60 years of lasers: Wormholes and Einstein

O r why it’s better not to voyage into the past

The laser was invented 60 years ago, which sounds like an eternity to me. I can’t remember that far back, because I wasn’t born yet and nor were my parents. But I work with lasers every day, all day long, so I know almost everything about that time. Well, “everything” books and biographies and articles. I would have loved to have been a lab assistant there in 1960 when American physicist Theodore Maiman demonstrated the first operable laser. He saw with his own eyes that the light beam behaved in exactly the same way that Albert Einstein had described in his theory of stimulated emission more than 40 years earlier

If I could travel back in time, I would tell Maiman about all the amazing things we can do with lasers now. I would reassure him that he was right, and that we have found countless applications for what his critics called a “solution looking for a problem.

But how do I become a time traveler? This dream of humankind has been the subject of hundreds of books and movies and TV series, proposing all imaginable ways of traveling through time. The problem is, they all belong to the realm of science fiction. So tough luck, Kaliudis, you can’t tell Maiman what a brilliant invention the laser turned out to be. Or can you? What would Einstein say? After all, our modern-day perception of the universe is based on his theories of general and special relativity. And it was a laser interferometer that proved the existence of gravitational waves, as Einstein had predicted. IN SHORT, if I follow Einstein’s theories, I could travel back in time through a wormhole, provided it remains stable for long enough and creates a passage that links different points in the space-time continuum. So that’s feasible. As for the vehicle for my journey through time, I would ask Elon Musk to lend me a spacecraft from his SpaceX project.
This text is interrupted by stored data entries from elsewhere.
PR #273, opened 2026-09-19
9/19/2026

kwcckw:


frame_2D_alg/agg_recursion.py
```diff
@@ -289,33 +289,34 @@ def prioritize(T_):  # stronger membership charges weaker; ties split the charge
...
         else:     _G_,_C_,_root__ = G_,C_,root__
     if C_:  # add eval here
-        C_ = cluster_P(C_,Ft)
+        C_ = cluster_P(C_,Ft.root)
         Ct = pack(C_,'Ct', Ft.root); Ft.root.Ct = Ct  # Bs may form Cs in der+, as Ns
     for n in {n for C in list(_C_)+C_ for n in C.N_}:
         n.root_ = [rt for rt in n.root_ if rt[0] not in _C_]  # replace this scope only
     for C in C_:  # not reviewed
-        C.root=Ct
+        C.root=C
```
kwcckw, line 297: Sorry, this is a typo, it should be Ct.

frame_2D_alg/agg_recursion.py
```diff
@@ -289,33 +289,34 @@ def prioritize(T_):  # stronger membership charges weaker; ties split the charge
...
+            if F: F.r += _r+T.olp  # persistent fork costs, not member n.r (why if Ft?)
         c_ = list(set(C for n in T.N_ for C in n.C_))  # lower-level Ct only
         G = comb_Ft(*Ft_,pack(c_,'Ct'),Ft,wTT=ttcN)
         G.r_=T.r_; G.olp=T.olp; oG_ += [G]
     if oG_:
         TT,C,R = sum_vt(oG_)
-        lev = Copy_(Ft); lt = Copy_(Ft.Lt,root=lev); lev.Lt = lt # packed N_|L_, Lt for med_ xcomp
+        lev = Copy_(Ft); lt = Copy_(Ft.root.Lt,root=lev); lev.Lt = lt # packed N_|L_, Lt for med_ xcomp
         Ft.H += [lev]; Ft.N_ = oG_; Ft.dTT,Ft.c,Ft.r = TT,C,R; Ft.m,Ft.d = val_(TT,ttcN,1)
+        for C in C_: C.source = Ft  # for _C_ in cluster_
```
kwcckw, line 312: So i think we should assign source here, so that we can retrieve it as prior `_C_` above?

     _C_ = list({C for n in Ft.N_ for C, m, d in n.root_ if getattr(C, 'source', None) is Ft})

frame_2D_alg/agg_recursion.py
```diff
@@ -560,16 +561,16 @@ def sum2G(ft_, fTT, root=None, init=1, nexp=1):  # finalize cluster
     C_= [c for N in Ft_[0].N_ for c in N.C_]  # splice centroids
     Ft_ += [sum2F(list(set(C_)), root.Ct if root else None ,nF='Ct') if C_ else CF(nF='Ct')]  # add multiple root_ in Cs?
     G = comb_Ft(*Ft_, root, wTT=fTT)
-    N_ = G.N_; N=N_[0]; r=G.r; Av=ave+avd
+    N_ = G.N_; N=N_[0]; r=G.r; Av=ave+avd; nexp = L_[0].nexp if (L_:= (G.Lt.N_ + G.Bt.N_)) else 1
```
kwcckw, line 564: I moved nexp to pL via proj_L_, so we nexp is retrieved from L now.

frame_2D_alg/agg_recursion.py
```diff
@@ -97,10 +97,10 @@ def cross_comp(root,pL_,r,nF='Nt',dF=None,rL=None, fall=1, nexp=1):
         for N in (N_:= list(set(N_))):
             N.Rt = sum2F(N.rim,root=N,nF='Rt') if N.rim else CF(root=N,nF='Rt')
         if gv_(val_(tt,ttcN) * (c*wcN/(r*ccN)) * ((len(L_)-1)*wL) - ave):
-            G_,med_ = cluster_(root, get_exemplars(N_,r,c),r,c)
+            G_,med_ = cluster_(root.Nt, get_exemplars(N_,r,c),r,c)
             for fsub,n_,R in ((1,med_,root.H[0]), (0,G_,root)):  # sub+ xcomp new G_, G_'N_| root H[-1] only?
                 if n_ and gv_(R.m*R.c*wX - ave*(R.r+1+cX)):  # mdecay(L_)-decay? eval len n_?
-                    g_ = cross_comp(R, proj_L_(combinations(n_,2),R,r, nexp), r,R.nF)
+                    g_ = cross_comp(R, proj_L_(combinations(n_,2),R,r, nexp+1), r,R.nF)  # increase nexp in agg+ too?
```
boris-kz, line 103: agg+ nexp should be 1, it's the base links

frame_2D_alg/agg_recursion.py
```diff
@@ -83,10 +83,10 @@ def cent_TT(dTT, r):  # EM-like weight attr matches | diffs by their match to th
 - forward: selective extend cross-comp, clustering across tiles, re-order centroids by eigenvalues
 - feedback filter updates 
 '''
-def cross_comp(root,pL_,r,nF='Nt',dF=None,rL=None, fall=1, nexp=1):
+def cross_comp(root,pL_,r,nF='Nt',dF=None,rL=None, fall=1):
 
     L_,N_ = [],[]
-    for dist, dy_dx, _N,N, lc,lr, pTT,m,_ in pL_:
+    for dist, dy_dx, _N,N, lc,lr, pTT,m,_,nexp in pL_:
```
boris-kz, line 89: we don't need nexp here?

frame_2D_alg/agg_recursion.py
```diff
@@ -97,10 +97,10 @@ def cross_comp(root,pL_,r,nF='Nt',dF=None,rL=None, fall=1, nexp=1):
         for N in (N_:= list(set(N_))):
             N.Rt = sum2F(N.rim,root=N,nF='Rt') if N.rim else CF(root=N,nF='Rt')
         if gv_(val_(tt,ttcN) * (c*wcN/(r*ccN)) * ((len(L_)-1)*wL) - ave):
-            G_,med_ = cluster_(root, get_exemplars(N_,r,c),r,c)
+            G_,med_ = cluster_(root.Nt, get_exemplars(N_,r,c),r,c)
```
boris-kz, line 100: that Nt | Bt is the root here?

frame_2D_alg/agg_recursion.py
kwcckw: Yes, this is no longer needed since agg+ nexp is 1. Originally it's intended to parse into the agg+ below.

frame_2D_alg/agg_recursion.py
kwcckw: We still need to parse root.Nt because Bt is the converted root?  We should convert Bt via F2N before the B fork, so in B fork, the root here is Bt, and we pack Bt's Nt, Lt, Ct or Bt, as in the prior discussion?

boris-kz: but then the root is always Nt, so we don't need to specify it?

kwcckw: Yes, so even for Bt fork, It's actually parsing Bt.Nt.N_, which is those B_. We probably can parse root and get the Ft within cluster_.

frame_2D_alg/agg_recursion.py
```diff
@@ -266,7 +266,7 @@ def prioritize(T_):  # stronger membership charges weaker; ties split the charge
         root__ = {}
         for T in T_:
             T.r_ = {}; w,c = (wcC,ccC) if T.typ==2 else (wcN,ccN)
-            for n,m in zip(T.N_,T.m_):
+            for n,m in zip(T.N_,T.m_):  # T is G_ + C_, but both sum m differently? cluster_N uses L that comp from comp_N, while cluster_C uses base_comp only
```
boris-kz, line 269: yes, this redundancy between forks is not correct, not sure how to define it

frame_2D_alg/agg_recursion.py
boris-kz, line 288: I think we need to separate extend for cluster_N and cluster_C, they don't interact

astra:
`extend` currently imposes two couplings:

* **Lines 314–318:** Gs seed Cs. This is a one-way dependency; move it into `cluster_` between the two calls.
* **Lines 323–340:** joint `prioritize(G_+C_)` and `upV`. Centroid memberships increase `G.r` and enter `root__`, affecting G survival and next-round node inclusion. The shared `upV` also lets either process prolong the other.

So `cluster_` should:

1. Run `cluster_N` to completion.
2. Seed Cs from the accepted Gs, retaining existing Cs.
3. Run `cluster_C` to completion, with `cluster_P` selection belonging to that stage.
4. Pack Gs, Ct, and medoids.

Keep overlap accounting within each representation. CN link support and CC centroid match describe different relationships; their sharing a node does not itself make them redundant. Each loop then evaluates its own updates against its own processing cost.

boris-kz: so this is back to separate cluster_N and cluster_C, unpacking cluster_.
but Gs can probably be terminated early if their internal variance exceeds frontier?

kwcckw: With separated clustering functions, do we back to the prior structure where only one fork per level? 

Or we still run them in sequence where we reselect medoid from G.N_, perform centroid clustering to form C, and then merge the resulting G_ and C_?

boris-kz: that medoid clustering part should be in cluster_C, after C_ is complete. 
so the next agg+ will be on combined G_

kwcckw: Okay basically the process is still the same, it's just we don't have refinement on the cluster_N now, and we still need that agg+ based on medoids?

boris-kz: yes, I think we can have nested calls:
cluster_N -> sum2G,rng+ -> batched cluster_C -> cluster_P -> cluster_N(med_) -> G_+=g_ 
-> cross_comp( combined G_)   

Yes. `cluster_N` becomes the recursive driver; `cluster_` and `extend` are unnecessary.

* `sum2G` packs accepted CNs, with internal `rng+` evaluated there.
* `cluster_C` processes the resulting batch; `cluster_P` follows if overlap justifies it.
* Their `med_` seed another connectivity pass, producing **same-level** `g_`.
* Append `g_` before cross-comparing the combined Gs.

The return boundary matters: `cluster_N(med_)` should return those same-level Gs before performing their higher aggregation, so the parent can cross-compare the combined set.

This is a nested handoff between clustering stages; each stage retains its own continuation test.

kwcckw: > sum2G,rng+ -> batched cluster_C -

This batched cluster_C is per G? Or we should merge all selected G.N_ for the cluster_C process?

>  cluster_P -> cluster_N(med_)

This will be an individual clustering process now? Or we still need to call cross_comp with the medoids?

boris-kz: merge all selected G.N_ for the cluster_C, then cluster_N(med_), then combined_G_ cross_comp

kwcckw: > merge all selected G.N_ for the cluster_C, then cluster_N(med_), then combined_G_ cross_comp

Alright, so this is much cleaner without the cross_comp of meda now.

After witnessing the birth of the laser, I would climb back into my spaceship and return to Earth barely older than I was when I left, thanks to the time dilation effect. Accelerating the engines to close to the speed of light, I would cruise through space for a while, but time would pass more slowly for me up there than for the folks back on Earth. I would land in 2020 and be able to join in the party to celebrate the laser’s 60th anniversary.

Of course, that’s all on condition that my journey back in time doesn’t trigger a butterfly effect, leading to a kind of grandfather paradox that would make my own future existence and that of the laser impossible.